You lack knowledge of publishing. This model was struck down by the courts in
the 1970s. Had it still been in effect, there would have never been a
videocassette rental market -- which some studios, notably Warners, tried to
subvert by tiered pricing for cassettes that were deemed "Rental Only."

Book publishing is trying that trick now too: Do you like the fact that Random
House has jacked up the pricing of eBooks to extortionate levels to public
libraries -- many of which are supplementary funded by tax dollars, perhaps
even yours? It's the same damn eBook you can buy for yourself, only 4x or more
in price. This while libraries pay far less for print books.

Listen, unless you've an understanding of the history of book publishing, all
you've got as an argument is some ideology, not fact.

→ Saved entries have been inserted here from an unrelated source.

PR #940, opened 2017-05-31
Build docker image

### LINKED ISSUE #689: Provide Docker image of current `master` of installer
I am using the Tectonic installer in our CI pipeline of the Tectonic Prometheus operator and (in the future) the Prometheus Operator. In order to do that I have to compile the installer and its front-end first which I am doing with the `quay.io/coreos/tectonic-builder:v1.7` image.

We are already compiling the installer in the CI pipeline of the Tectonic installer. I would propose building a Docker image with terraform and the compiled binaries as a step of the pipeline so anyone can just go ahead and start her cluster without any dependencies by using the `quay.io/coreos/tectonic-installer-dev:master` image,

What do you think? If you aggree I would go ahead and create a PR. (I would replace the current top level `Dockerfile` if it is not needed anymore.)

/CC @s-urbaniak we already dicussed this. I am creating this in case somebody is already working on it or has a better idea.

mxinden:
Add stage to build docker image containing compiled binaries.

> We are already compiling the installer in the CI pipeline of the
Tectonic installer. I would propose building a Docker image with
terraform and the compiled binaries as a step of the pipeline so anyone
can just go ahead and start her cluster without any dependencies by
using the quay.io/coreos/tectonic-installer-dev:master image.

In addition, this specifies a Docker image per stage, and not per entire pipeline.

Fixes #689

### DIFF
--- a/Jenkinsfile
+++ b/Jenkinsfile
@@ -16,10 +16,7 @@ def creds = [
 
 pipeline {
   agent {
-    docker {
-      image 'quay.io/coreos/tectonic-builder:v1.12'
-      label 'worker'
-    }
+    label 'worker'
   }
 
   options {
@@ -36,14 +33,24 @@ pipeline {
 
   stages {
     stage('TerraForm: Syntax Check') {
+      agent {
+        docker {
+          image 'quay.io/coreos/tectonic-builder:v1.12'
+        }
+      }
       steps {
         sh """#!/bin/bash -ex
-        make structure-check
+          make structure-check
         """
       }
     }
 
     stage('Generate docs') {
+      agent {
+        docker {
+          image 'golang:1.8'
+        }
+      }
       steps {
         sh """#!/bin/bash -ex
 
@@ -59,6 +66,11 @@ pipeline {
     }
 
     stage('Generate examples') {
+      agent {
+        docker {
+          image 'golang:1.8'
+        }
+      }
       steps {
         sh """#!/bin/bash -ex
 
@@ -74,6 +86,11 @@ pipeline {
     }
 
     stage('Installer: Build & Test') {
+      agent {
+        docker {
+          image 'quay.io/coreos/tectonic-builder:v1.12'
+        }
+      }
       steps {
         checkout scm
         sh "mkdir -p \$(dirname $GO_PROJECT) && ln -sf $WORKSPACE $GO_PROJECT"
@@ -100,6 +117,11 @@ pipeline {
     }
 
     stage("Smoke Tests") {
+      agent {
+        docker {
+          image 'quay.io/coreos/tectonic-builder:v1.12'
+        }
+      }
       steps {
         parallel (
           "TerraForm: AWS": {
@@ -142,7 +164,32 @@ pipeline {
         }
       }
     }
+
+    stage('Build docker image')  {
+      when {
+        branch 'master'
+      }
+      steps {
+        unstash 'installer'
+        unstash 'sanity'
+        withCredentials([
+            usernamePassword(
+              credentialsId: 'quay-robot',
+              passwordVariable: 'QUAY_ROBOT_SECRET',
+              usernameVariable: 'QUAY_ROBOT_USERNAME'
+            )
+          ]) {
+          sh """
+            docker build -t quay.io/coreos/tectonic-installer:master -f images/tectonic-installer/Dockerfile .
+            docker login -u="$QUAY_ROBOT_USERNAME" -p="$QUAY_ROBOT_SECRET" quay.io
+            docker push quay.io/coreos/tectonic-installer:master
+            docker logout quay.io
+          """
+        }
+      }
+    }
   }
+
   post {
     always {
       // Cleanup workspace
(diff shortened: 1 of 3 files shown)


test/docker-client-container/Dockerfile
```diff
@@ -0,0 +1,8 @@
+FROM golang:1.7.5-wheezy
```
sym3tri: Why not use a newer version of go? 1.8.3 just shipped.

Jenkinsfile
```diff
@@ -79,7 +96,44 @@ pipeline {
...
+                dockerfile {
+                    dir 'test/docker-client-container'
+                    args '-v /var/run/docker.sock:/var/run/docker.sock'
+                }
+            }
+            /*
+            when {
+                branch 'master'
+            }
+            */
```
sym3tri: ?

test/docker-client-container/Dockerfile
mxinden: Yes, thanks for the hint.

Jenkinsfile
mxinden: This is still a *work in progress*. I had to create the PR in order to be able to run this on our Jenkins. Sorry for the noise.

This is commented out for now to run it on this `mxinden:build-docker-image` branch as well.

mxinden:
Status: Will rebase to changes by #948

kans:
Do you know how much time does this add to our builds?

mxinden:
The last successful build with the *Build docker image* step was build number [25](https://jenkins-tectonic-installer.prod.coreos.systems/job/coreos%20-%20tectonic-installer/job/tectonic-installer/job/PR-940/25/console). Any future test runs will ignore this step, as it will only run on master (See [condition](https://github.com/coreos/tectonic-installer/pull/940/files#diff-58231b16fdee45a03a4ee3cf94a9f2c3R113)).

The *Build docker image* step took `4min 28s` in total in build number 25. The longest substep was `RUN go get github.com/hashicorp/terraform` which took from `11:58:37` to `12:00:58`.

These four minutes are only added when running on `master`. On any other branch (e.g. PRs) it adds `40ms`.

@kans Is this extra time OK?

mxinden:
@kans @sym3tri Rebased again. Any further changes wanted?

mxinden:
@alexsomesan I have updated the *Tectonic-installer-Dockerfile* as you suggested to download the release of *Terraform* instead of building it itself. @kans This will speed up the build step as well.

@kans I have moved the *Build docker image* step to the very end of the pipeline. Now the Docker image only gets build when all previous steps pass, so the pipeline fails faster.

Jenkinsfile
```diff
@@ -36,14 +33,24 @@ pipeline {
...
-        make structure-check
+          make structure-check
         """
       }
     }
 
     stage('Generate docs') {
+      agent {
+        docker {
+          image 'golang:1.8'
```
sym3tri: why use a different image here? You can just reuse the builder image, it is based off of `golang`

Jenkinsfile
```diff
@@ -100,6 +117,11 @@ pipeline {
     }
 
     stage("Smoke Tests") {
+      agent {
+        docker {
+          image 'quay.io/coreos/tectonic-builder:v1.12'
```
sym3tri: This is repeated in a lot of places. Is there any way to make this a variable that can be reused?

images/tectonic-installer/Dockerfile
```diff
@@ -0,0 +1,20 @@
+FROM golang:1.8-stretch
+
+ENV TERRAFORM_VERSION="0.9.6"
+
+RUN apt-get update \
+    && apt-get install --no-install-recommends -y -q \
+    unzip
+
+# Install Terraform
+RUN curl https://releases.hashicorp.com/terraform/${TERRAFORM_VERSION}/terraform_${TERRAFORM_VERSION}_linux_amd64.zip | funzip > /usr/local/bin/terraform && chmod +x /usr/local/bin/terraform
```
sym3tri: Would be nice if we could reuse the logic in `make release` https://github.com/coreos/tectonic-installer/blob/master/installer/Makefile#L77 instead of repeating it all here.

Jenkinsfile
Quentin-M: Yeah, I am not sure of this either.

images/tectonic-installer/Dockerfile
Quentin-M: When I commented on the issue initially, I pretty much wanted to use the release scripts as well, as much as possible (so it can be used for nightly builds).

Jenkinsfile
mxinden: @sym3tri @Quentin-M I thought of running each step in its own Docker image with the least amount of dependencies in it as possible, instead of running each step with the same Docker image, where dependencies are getting a little messy. I find this cleaner and easier to reason about. I am fine with changing this back to using the `tectonic-builder` image. Whatever you prefer?

Jenkinsfile
mxinden: We could probably move the `tectonic-builder` image url to a variable?

images/tectonic-installer/Dockerfile
mxinden: Sounds like a good idea. If you don't mind I would just open a new issue for that, so we can fix it in a separate PR. What do you think?

PR #946, opened 2017-05-31
modules/aws removes most timeouts ...

kans:
when installing tectonic components.

### DIFF
--- a/modules/tectonic/resources/tectonic.sh
+++ b/modules/tectonic/resources/tectonic.sh
@@ -18,7 +18,7 @@ KUBECTL="/kubectl --kubeconfig=$KUBECONFIG"
 function kubectl() {
   local i=0
 
-  echo "Executing kubectl $@"
+  echo "Executing kubectl" "$@"
   while true; do
     (( i++ )) && (( i == 100 )) && echo "kubectl failed, giving up" && exit 1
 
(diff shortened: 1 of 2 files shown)


modules/tectonic/resources/tectonic.sh
```diff
@@ -47,9 +47,8 @@ function wait_for_tpr() {
 
   echo "Waiting for TPR $2"
   until $KUBECTL -n "$1" get thirdpartyresources "$2"; do
-    (( i++ )) && (( i == 100 )) && echo "TPR $2 not available, giving up" && exit 1
-
-    echo "TPR $2 not available yet, retrying in 5 seconds"
+    (( i++ ))
```
s-urbaniak: This will now potentially loop forever. I have doubts this is really what we want to achieve. Why not bumping `i` to a higher value?

ggreer: If this script exits early, the cluster won't come up. So in this case, waiting forever seems like a reasonable thing to do. It allows for users on slower connections to bring up clusters.

Quentin-M: We could move the slow / flaky / less critical resources to the bottom. Thus, we'd create most of the cluster regardless. Then we can wait forever or what, it'd matter less.

ggreer: Order of resource creation seems orthogonal to this PR. There is no case in which waiting indefinitely would cause cluster bringup to fail that wouldn't also cause the old code to fail. In short: this change strictly dominates.

kans:
> Why not bumping i to a higher value?

That was my original thought too, but counting goes 1, 2, infinity in CS.  Alternatively, what is the case that we want this script to stop?  As I just ran into this failure mode yet again, I going to merge this PR and If someone has a compelling reason to change it from infinity to a smaller number in the future, please open another PR.

PR #1093, opened 2017-06-15
monitoring: update to latest releases

brancz:
The base64 blob is a small change in the default Alertmanager config.

Other than that this just bumps Prometheus/Alertmanager/Prometheus Operator to their latest releases.

@s-urbaniak @alexsomesan

PR #1105, opened 2017-06-16
Monitoring fixes

brancz:
This PR

- fixes the Alertmanger config as reported in https://github.com/coreos/tectonic-installer/pull/1093#issuecomment-308902332
- moves the tectonic-monitoring config back to `updater/`, as the configuration is _only_ used by the Tectonic Prometheus Operator. If a user is not installing self-driving it is never used (I didn't pay enough attention to https://github.com/coreos/tectonic-installer/pull/1102 and missed that the file was moved)
- fixes a problem of Tectonic Monitoring 1.3, where the Prometheus Operator was not properly added as a scrape target

I just brought up a cluster with this, and it was working. The Tectonic Prometheus Operator 1.3.0 release was adapted appropriately with these fixes.

Sorry for the trouble.

@alexsomesan @s-urbaniak @Quentin-M


Quentin-M:
Thanks a lot for the follow-up!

And the fact is that the current arguments in book publishing go waaaaay back
in time, as far back as 1922:

Book Publishing: This Isn’t 1922 Any Longer
[http://mikecanex.wordpress.com/2012/02/06/book-publishing-
th...](http://mikecanex.wordpress.com/2012/02/06/book-publishing-this-
isnt-1922-any-longer/)

The most damaging thing that ever happened to book publishing is something
none of you know about. A change in the tax laws in the 1970s that classified
book inventory the same way as factory inventory, thus making it no longer
economical to keep books in print and in warehouses. This led to a sweeping
change in the availability of books, creating shorter print runs and far less
availability of books published even within a year.

None of you should be sympathetic towards the publishing industry. The
obstructionism that is dooming them is the product of their own inaction and
action.

[typo edits]